当晚,她睡得格外安稳,是这半年来从未有过的深度睡眠。
第二天醒来时,只觉得神清气爽,连镜子里自己的脸色都红润了不少。
她下意识看向身侧,丈夫还在沉睡。
只是,他鬓角处,几根刺眼的白发赫然出现。
整个人睡着时都紧锁着眉头,面色灰败,仿佛一夜之间被抽走了所有精气神。
林舒捂住了嘴,眼中是全然的震惊。
真的……真的反噬了!
她再也顾不上其他,立刻抓起手机,颤抖着给唐悠悠的账户转了一笔巨款。
那串零的长度,足够在S市买下一套不错的公寓。
转完账,她又拨通了唐悠悠的电话,声音里是无法抑制的激动与崇拜。
“唐大师!您就是我的活菩萨!钱我打过去了,您看看够不够!不够我再加!”
“从今天起,我林舒就是您最忠实的信徒!我愿意当清风观的荣誉弟子!我马上就动用我所有的人脉,给道观宣传!我要让所有人都知道您的厉害!”
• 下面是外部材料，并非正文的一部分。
PR #1200, opened 2023-08-31
Decode ai_authUser URI

JacksonWeber:
Should decode the ai_authUser cookie since it's passed from the JavaScript SDK as a URI.

### DIFF
--- a/AutoCollection/HttpRequestParser.ts
+++ b/AutoCollection/HttpRequestParser.ts
@@ -10,7 +10,8 @@ import CorrelationIdManager = require("../Library/CorrelationIdManager");
 import Tracestate = require("../Library/Tracestate");
 import Traceparent = require("../Library/Traceparent");
 import { HttpRequest } from "../Library/Functions";
-
+import Logging = require("../Library/Logging");
+import { HttpRequestCookieNames } from "../Declarations/Constants";
 
 /**
  * Helper class to read data from the request/response objects and convert them into the telemetry contract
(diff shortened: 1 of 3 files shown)


Tests/AutoCollection/HttpRequestParser.tests.ts
```diff
@@ -202,7 +202,7 @@ describe("AutoCollection/HttpRequestParser", () => {
             headers: {
                 host: "bing.com",
                 "x-forwarded-for": "123.123.123.123",
-                "cookie": "ai_user=cookieUser|time;ai_session=cookieSession|time;ai_authUser=cookieAuthUser|time",
+                "cookie": `ai_user=cookieUser|time;ai_session=cookieSession|time;ai_authUser=${encodeURI("cookieAuthUser|time")}`,
```
hectorhdzg, line 205: Can you add an actual test for encoded vs decoded?, what happen to the scenario where value is not a URI?

AutoCollection/HttpRequestParser.ts
```diff
@@ -247,6 +247,10 @@ class HttpRequestParser extends RequestParser {
     private _getId(name: string) {
         var cookie = (this.rawHeaders && this.rawHeaders["cookie"] &&
             typeof this.rawHeaders["cookie"] === "string" && this.rawHeaders["cookie"]) || "";
+
+        if (name === "ai_authUser") {
+            cookie = decodeURI(cookie);
```
hectorhdzg, line 252: Can this code throw an exception? if yes we should try/catch

AutoCollection/HttpRequestParser.ts
```diff
@@ -247,6 +247,10 @@ class HttpRequestParser extends RequestParser {
     private _getId(name: string) {
         var cookie = (this.rawHeaders && this.rawHeaders["cookie"] &&
             typeof this.rawHeaders["cookie"] === "string" && this.rawHeaders["cookie"]) || "";
+
+        if (name === "ai_authUser") {
```
hectorhdzg, line 251: Do we have some kind of enum or something to avoid magic strings?

Tests/AutoCollection/HttpRequestParser.tests.ts
JacksonWeber: Sure - I had assumed based on Nev's comments that we'd always receive an encoded URI here. The good news is that the `encodeURI()` method if passed a standard string will just return that same string. To throw an exception here someone would have to pass in a string containing a "%" without two hex digits following it. In that case I believe it's safe to assume that we've received a malformed URI and should catch that exception.

hectorhdzg (approved):

PR #914, opened 2023-08-31
Token allocation chart

bobo-k2:
**Pull Request Summary**

image

**Check list**

- [x] adds new feature
- [ ] relies on other tasks
- [ ] documentation changes

**Adds**

- (ex: Add feature A)

**Fixes**

**Changes**

- (ex: Change document B)

**To-dos**

- [ ] (ex: add user list)


Kahonnohak:
Looks good! 

So the main issue here is the Others still including some tokens from circulation supply. Please check

- According to our current Portal, Others should be 37% and Circulation should be 63%, those need to be dynamic. 
- In side of TVL it is nice if we know how much are unbonding but not "must" 
Screenshot 2023-09-01 at 09 09 38
Screenshot 2023-09-01 at 09 12 03

bobo-k2:
> https://astar-apps--pr914-feat-token-chart-g9s5kgen.web.app



> Looks good!
> 
> So the main issue here is the Others still including some tokens from circulation supply. Please check
> 
> * According to our current Portal, Others should be 37% and Circulation should be 63%, those need to be dynamic.
> * In side of TVL it is nice if we know how much are unbonding but not "must"
> 
Yes, I am aware of that, but the issue happens because I am missing data for some token allocations. In reality, we have the following situation
37% - others
44% - tvl
4% - treasury
15% - unknown

I can add one more section to the chart for this unknown allocations, but not sure how to call it

bobo-k2:
Added 4th segment. Also added two decimal point to percentage, otherwise percentage rounding make such mistake that at the end percentages sum up to 101%

image

Kahonnohak:
Right!

1, Wording
In the pie chart
Not Circulation Supply -> Others
Not categorised (Other currently) -> Circulating
TVL-> Staking

The out side of the chart, right bottom
Circulating
Others

I added (s) to Other.

That should be aligned and okay!


2, Could you also adjust padding a bit, I could not see the exact numbers but just a little..

Screenshot 2023-09-01 at 16 05 13

Kahonnohak:
Bobo, sorry, I was not looking at the Light theme.

Could you change the Other colour in the chart from Navy to Grey001 F7F7F8. It might be too light but I could not check the change in the inspect🙇

Kahonnohak (approved):
LGTM!

impelcrypto (approved):

gluneau (approved):
LGTM, it works.

PR #931, opened 2023-09-19
Set identity logic

bobo-k2:
**Pull Request Summary**

Implemented logic for the following
- account unification, together with set identity (those two can't be tested as a single batch atm because local node with accounts palled doesn't have identity pallet. Separate tests worked for me)
- NFT repository, to fetch tokens owned by an user

**Check list**

- [x] adds new feature
- [ ] relies on other tasks
- [ ] documentation changes

**Adds**

- (ex: Add feature A)

**Fixes**

**Changes**

- (ex: Change document B)

**To-dos**

- [ ] (ex: add user list)


src/v2/repositories/implementations/BluezNftRepository.ts
```diff
@@ -0,0 +1,28 @@
+// TODO move to Token API
+import axios from 'axios';
+import { injectable } from 'inversify';
+import { NftMetadata } from 'src/v2/models';
+import { INftRepository } from 'src/v2/repositories';
+
+@injectable()
+export class BluezNftRepository implements INftRepository {
+  private readonly baseUrl = 'https://api.bluez.app/api/nft/v3/API_KEY';
```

挂了电话,唐悠悠看着手机银行APP里那一长串的数字,呼吸都停滞了。
一秒。
两秒。
“啊啊啊啊啊啊啊——”
一阵猴子般的尖叫声在破败的道观里炸开。
唐悠悠抱着手机,原地起跳,直接来了一段花式体操表演。
旋转、跳跃、我闭着眼~
她抱着主殿那根掉漆的红柱子,一会儿哭一会儿笑,说是突发神经病完全没问题。
“钱!好多的钱啊!”
“我的男模!我的腹肌!我的泳池派对!我来了!妈妈来了!”
【瞅你那点出息!】
【积攒功德才是你原本的任务。】
【不过凡间区区一百万竟然就让你成了这副德行。】
天问铃冰冷的声音在她脑中响起。
恰如其分的打断了唐悠悠的美梦。
唐悠悠脸上的狂喜一顿,立马点开功德商城,看着右上角那个从38变成238的数字,脸上的笑容彻底消失。
“就这?”
她对着空气翻了个白眼,“林影后给我打了七位数,到你这儿就折算成200功德点?统哥,你这汇率是不是有点问题?中间商赚差价也没你这么黑的吧?”
【哼,粗鄙!凡俗金钱,与功德愿力岂能相提并论。】
“是是是,你清高,你了不起。”唐悠悠撇撇嘴,“那你倒是给我多来点啊,238,连个生发水都换不起,我怎么去拯救那些为脱发而烦恼的程序员?”
【!!!】
哼!天问铃还是选择了沉默。
与此同时,S市一处不见天日的地下室内。
一个身着宽大黑袍的男人,正盘腿坐在一个诡异的法坛前。
法坛中央,摆放着一个草人,草人身上贴着生辰八字,插满了密密麻麻的银针。
“噗——”
男人毫无征兆地喷出一口黑血,溅在法坛上,发出“滋滋”的腐蚀声。
他面前那个草人身上的银针,竟在同一时刻,根根断裂迅速垂落下来。
“唐悠悠!”
男人发出一声怨毒的嘶吼,声音沙哑,仿佛破旧的风箱。
又是她!
又是这个不知道从哪里冒出来的野丫头,三番五次坏他的好事!
男人擦去嘴角的血迹,眼中是浓得化不开的杀意。
他掏出一部造型古怪的手机,拨通了一个号码。
“阿赞,去青云山。”
“那里有个不知天高地厚的观主,去教训一下,让她知道什么叫做真正的害怕。”
......
第二天。
唐悠悠起了个大早。
钱到账了,不花留着过年吗?
她盘腿坐在蒲团上,手机屏幕上是某橙色购物软件的界面。
“这个爱马仕的鳄鱼皮沙发不错,买!放主殿,以后接客用。”
“这个范思哲的巴洛克风浴缸也好看,买!后院不是有口井吗?正好改造成露天浴室。”
“还有这个,男士泳裤大合集……让模子哥传给我看,到时候嘿嘿嘿……”
唐悠悠邪恶的笑声在殿内回荡。
在她疯狂买买买下,购物车已经提示无法加购了,里面从几十万的家具到几百块的男模写真集,可谓是应有尽有。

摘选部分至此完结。